The energy provided by FLI on AgBr in the zinc blend structure changes the structure and electronic properties under extreme nonequilibrium conditions. Both the FT-DFT and AIMD methods are employed using the two-temperature model (TTM). The AgBr equilibrium bulk volume and the band structure were simulated with the smaller T_e = 0.01 eV, and after that, total energy calculations were performed to study the electronic excitation.

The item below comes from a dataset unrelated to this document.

PR #2836, opened 2026-03-18
try with tox run paralell

### LINKED ISSUE #2833: make test-in-docker is slow
Running the test suite requires `make test-in-docker` or, to run the entire tox matrix as in CI, `make tox-in-docker`.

The main results of the present study can be summarized as follows: (i) the electronic properties are practically the same until T_e = 0.10 eV and the electrons begin to occupy the CBM for T_e = 0.25 eV; (ii) the structural and vibrational properties do not alter up to T_e = 1.00 eV, while for electronic excitation T_e = 3.00 eV, it was noted that the system becomes unstable; (iii) for smaller electronic temperatures than T_e = 1.00 eV, the atoms oscillate near their equilibrium positions, while for higher electronic excitation, the atomic displacements increased as a function of the T_e; (iv) for T_e = 2.00 eV, the kinetic energy of Ag, in comparison to Br, induces the formation process of Ag clusters and the subsequent diffusion process, while the Br atoms form Br₂ molecules and evaporate instantly; (v) the increase in T_e, favors the Ag clustering process; (vi) for T_e = 5.00 eV and T_e = 6.00 eV, the formation of Br₃⁻ complexes is observed; and (vii) RDF, MSD and electronic charge investigations for each electronic temperature confirm the appearance of the Ag clustering process, and the formation of Br complexes in specific regions of the material.

We hope that the present results contribute to the understanding and rationalization of the structural and electronic effects that FLI induces on materials and can be employed as a model for the rational design of new functional materials that can be applied in the microelectronics industry.